Le coup de gueule vient cette fois des bancs flamands : Stefaan Van Hecke, chef du groupe Groen, parti politique belge de centre gauche qui se réclame écologiste, exige la fin immédiate des campagnes publicitaires de la Loterie nationale.
En effet, depuis que l’Arrêté royal du 27 février 2023 interdit les spots télévisés, affiches et autres encarts web pour les opérateurs privés, l’établissement public est le dernier acteur visible dans l’espace médiatique… « Cette exception fausse le marché et banalise le jeu auprès des plus jeunes », tonne le député, chiffres à l’appui : selon le centre d’expertise VAD, 29 % des élèves du secondaire ont déjà gratté un ticket et 18 % d’entre eux ont joué au Lotto. Chez les 12-14 ans, cette proportion grimpe même à 22 %.
Loterie nationale belge : des jeux « moins risqués », vraiment ?
Le gouvernement justifie le traitement préférentiel dont bénéficie actuellement la Loterie nationale par la nature « récréative » des produits de celle-ci, réputés moins addictifs que les paris sportifs ou les jeux de casino en ligne. Mais pour Groen, la frontière est devenue poreuse…
Sur son site web, l’opérateur public propose désormais des titres Woohoo qui, sous des allures de mini-jeux, reprennent la mécanique des machines à sous : mise instantanée, résultat immédiat, dopamine garantie. Fin mai, la Commission des Jeux de Hasard (CJH) a même estimé que les jeux Woohoo relèvent bel et bien de la catégorie des « jeux d’argent en ligne », un secteur pour lequel la Loterie nationale ne possède d’ailleurs aucune licence.

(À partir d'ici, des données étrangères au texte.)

PR #113, opened 2018-07-25
Use JSON.parse(JSON.stringify(obj)) to log objects

### LINKED ISSUE #28: Properly log objects
Detect whether a thing to be logged is an object and then log it [properly](https://developer.mozilla.org/en-US/docs/Web/API/Console/log#Logging_objects) automatically.

This should be done in the `Logger` of course.

silltho:
Fixes #28

### DIFF
--- a/src/common/modules/Logger.js
+++ b/src/common/modules/Logger.js
@@ -3,6 +3,8 @@ import {ADDON_NAME_SHORT} from "/common/modules/GlobalConsts.js";
 
 import * as AddonSettings from "/common/modules/AddonSettings.js";
 
+import isObject from "/common/modules/lib/lodash/isObject.js";
+
 let debugMode = null;
 
 const MESSAGE_LEVEL_NAME = Object.freeze({
@@ -12,6 +14,22 @@ const MESSAGE_LEVEL_NAME = Object.freeze({
     [MESSAGE_LEVEL.LOADING]: "LOADING",
     [MESSAGE_LEVEL.SUCCESS]: "SUCCESS"
 });
+
+/**
+ * Copy nested objects to ensure a properly output.
+ *
+ * @function
+ * @param  {array} args
+ * @returns {Object}
+ */
+function prepareObjectsForLogging(args) {
+    for(const [index, value] of args.entries()) {
+        if(isObject(value)) {
+            args[index] = JSON.parse(JSON.stringify(value));
+        }
+    }
+    return args;
+}
 
 /**
  * Logs a string to console.
@@ -34,6 +52,8 @@ export function log(...args) {
 
     const messagetype = args[0];
     args[0] = `${ADDON_NAME_SHORT} [${MESSAGE_LEVEL_NAME[messagetype]}]`;
+
+    args = prepareObjectsForLogging(args);
 
     /* eslint-disable no-console */
     switch (messagetype) {
--- a/src/background/modules/BrowserCommunication.js
+++ b/src/background/modules/BrowserCommunication.js
@@ -95,7 +95,7 @@ function saveFileAs(request, sender, sendResponse) {
  * @returns {Promise|null}
  */
 function handleMessages(request, sender, sendResponse) {
-    Logger.logInfo("Got message", JSON.parse(JSON.stringify(request)), "from", JSON.parse(JSON.stringify(sender)));
+    Logger.logInfo("Got message", request, "from", sender);
 
     switch (request.type) {
     case COMMUNICATION_MESSAGE_TYPE.SAVE_FILE_AS:
--- a/src/background/modules/BrowserCommunication.js
+++ b/src/background/modules/BrowserCommunication.js
@@ -95,7 +95,7 @@ function saveFileAs(request, sender, sendResponse) {
  * @returns {Promise|null}
  */
 function handleMessages(request, sender, sendResponse) {
-    Logger.logInfo("Got message", request, "from", sender);
+    Logger.logInfo("Got message", JSON.parse(JSON.stringify(request)), "from", JSON.parse(JSON.stringify(sender)));
 
     switch (request.type) {
     case COMMUNICATION_MESSAGE_TYPE.SAVE_FILE_AS:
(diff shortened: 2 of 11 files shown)


rugk:
Hi @silltho,

silltho:
Hey @rugk, yes I really like your project! :metal:
I'm a pretty new to contributing, so i hope you don't mind that I'm using it to learn. :sweat_smile:

I reworked the PR and hope it is ok now. Pls let me know if i should improve anything.

src/common/modules/Logger.js
```diff
@@ -35,16 +65,18 @@ export function log(...args) {
...
     switch (messagetype) {
-    case MESSAGE_LEVEL.ERROR:
-        console.error(...args);
-        break;
-    case MESSAGE_LEVEL.WARN:
-        console.warn(...args);
-        break;
-    default:
-        console.log(...args);
+        case MESSAGE_LEVEL.ERROR:
```
rugk: Please do not change the indentation.

src/common/modules/Logger.js
```diff
@@ -13,6 +13,36 @@ const MESSAGE_LEVEL_NAME = Object.freeze({
...
 });
 
+/**
+ * Checks if value is a object.
+ *
+ * @function
+ * @param  {*} value
+ * @returns {boolean}
+ */
+function isObject(value){
```
rugk: Lodash is partly included in this project. (and `isObject` is already there) You do not need to copy-paste the code here, just use one good `import` statement. (It's used in other modules here, too.)

src/common/modules/Logger.js
```diff
@@ -13,6 +13,36 @@ const MESSAGE_LEVEL_NAME = Object.freeze({
...
+    const type = typeof value;
+    return value != null && (type === "object" || type === "function");
+}
+
+/**
+ * Copy nested objects to ensure a properly output.
+ *
+ * @function
+ * @param  {...*} args
```
rugk: `{...*}` means can pass infinitely amounts of parameters. That's not true here. You actually do only pass an array.

src/common/modules/Logger.js
```diff
@@ -13,6 +13,36 @@ const MESSAGE_LEVEL_NAME = Object.freeze({
...
+ * @returns {Object}
+ */
+function verifyArgs(args) {
+    for(const key in args) {
+        if (args.hasOwnProperty(key)) {
+            if(isObject(args[key])) {
```
rugk: Well why do you nest that? You could just use "and" (`&&`) to link them. Generally anyway, when you are having a look here: The `Contributing.md` states you should use early return, i.e. check for errors and continue.
Okay, I admit it has to be called "early continue" or so here, but yeah, you may anyway adjust it.

In any case, do whatever you want, but this does not need to be nested.

src/common/modules/Logger.js
```diff
@@ -59,6 +91,8 @@ export function log(...args) {
 export function logError(...args) {
     args.unshift(MESSAGE_LEVEL.ERROR);
 
+    args = verifyArgs(args);
```
rugk: It's enough if you do it once. All these `logXY` also call `log` at the end, so you actually run the args through the whole `verifyArgs` twice. (same below)

src/common/modules/Logger.js
```diff
@@ -13,6 +13,36 @@ const MESSAGE_LEVEL_NAME = Object.freeze({
...
+}
+
+/**
+ * Copy nested objects to ensure a properly output.
+ *
+ * @function
+ * @param  {...*} args
+ * @returns {Object}
+ */
+function verifyArgs(args) {
```
rugk: Better rename it, as it does not really verify any arguments. It more or less just "freezes" the objects(?), or "prepares the objects for logging". Or so? Just come up with a good name. 😄

src/common/modules/Logger.js
```diff
@@ -13,6 +13,36 @@ const MESSAGE_LEVEL_NAME = Object.freeze({
...
+    for(const key in args) {
```
rugk: Remember, `args` is an array. As such you do not need to check `hasOwnProperty` and may better use `for... of`. But I also always confuse it.

Here is the relevant explanation: https://stackoverflow.com/questions/33553944/es6-does-for-of-get-prototype-values-how-to-check-hasownproperty#33554329

src/common/modules/Logger.js
```diff
@@ -13,6 +15,22 @@ const MESSAGE_LEVEL_NAME = Object.freeze({
...
 
+/**
+ * Copy nested objects to ensure a properly output.
+ *
+ * @function
+ * @param  {array} args
+ * @returns {Object}
+ */
+function prepareObjectsForLogging(args) {
+    for(const [index, value] of args.entries()) {
```
rugk: Oh, awesome, you use destructuring here. :smile: 

But this indicates `args` is an object and no array? This can be true and I just completely miss [how the spread syntax worked](https://developer.mozilla.org/docs/Web/JavaScript/Reference/Operators/Spread_syntax). Or, in this case, rather [rest](https://developer.mozilla.org/en-US/docs/Web/JavaScript/Reference/Functions/rest_parameters).

silltho: I searched for ways to iterate over an array and also having a index or some other way to exchange the values in it. To me this solution looked the cleanest. But the same could be achieved by using a ```for``` loop.

You are right ```args.entries()``` kind of indicates that ```args``` is an object. So perhaps this solution is still acceptable because ```args``` is kind of an object ? ([The arguments object is an Array-like object](https://developer.mozilla.org/en-US/docs/Web/JavaScript/Reference/Functions/arguments))

rugk: No, it's okay, I guess. [entries](https://developer.mozilla.org/en-US/docs/Web/JavaScript/Reference/Global_Objects/Array/entries) is a property of an array. I also looked and found only anther way using `.forEach()`, so if you wanted, you may use this, but personally I don't care. This solution here works, too.

BTW `args` is not `arguments` anymore, as we use the rest operator (as linked above), which converts it into an array.

rugk:
So as I tested it I also adjusted some lodash stuff, i.e. using `isPlainObject` instead of `isObject` as I noticed `isPlainObject` is what we actually want. See the lodash doc for that.
Also adjusted some minor other things. See the commit history for that.

PR #115, opened 2018-08-01
Wait for tab URl to be loaded to prevent errors

rugk:
Follow-up of https://github.com/rugk/offline-qr-code/pull/111

It now additionally has a timeout function and a few tweaks to catch the URL as fast as it can and stop re-trying if the "complete" status event has been reached.

I've also finally opened a [Bugzilla issue](https://bugzilla.mozilla.org/show_bug.cgi?id=1479903) with a test WebExtension to reproduce the issue. As such, this code here actually does not work currently, and there is nothing we can do about it.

Plusieurs concurrents de la sphère privée, regroupés au sein du lobby BAGO, ont déposé plainte ; l’affaire doit être entendue à l’automne par le tribunal correctionnel de Bruxelles. Si la justice tranche en leur faveur, l’établissement d’État pourrait se voir infliger une amende et être contraint de retirer sa gamme interactive du marché.
Une forte pression politique à l’approche du budget
Au-delà du dossier judiciaire, la question divise déjà la majorité fédérale. Les libéraux estiment que la Loterie finance à hauteur de 325 millions d’euros annuels le sport, la culture et la recherche, et qu’un durcissement brusque du cadre publicitaire priverait ces secteurs d’une ressource vitale.
Les écologistes, quant à eux, répliquent qu’un modèle économique fondé sur l’attrait des adolescents pour les jeux de grattage n’est pas soutenable : « La prévention du jeu excessif doit primer sur la manne budgétaire », insiste Van Hecke, qui prépare une proposition de loi alignant la Loterie sur les mêmes règles que Betfirst ou Unibet : dépôt obligatoire de spots sur la banque de données publicitaires, interdiction avant 23 heures et bannissement des réseaux sociaux fréquentés par les moins de 18 ans, entre autres choses.
Le ministre de la Justice sortant, Paul Van Tigchelt, promet une évaluation de l’Arrêté royal d’ici au mois de décembre. D’ici là, la Loterie, d’une totale désinvolture, poursuit ses tirages télévisés et ses campagnes « Good Causes ».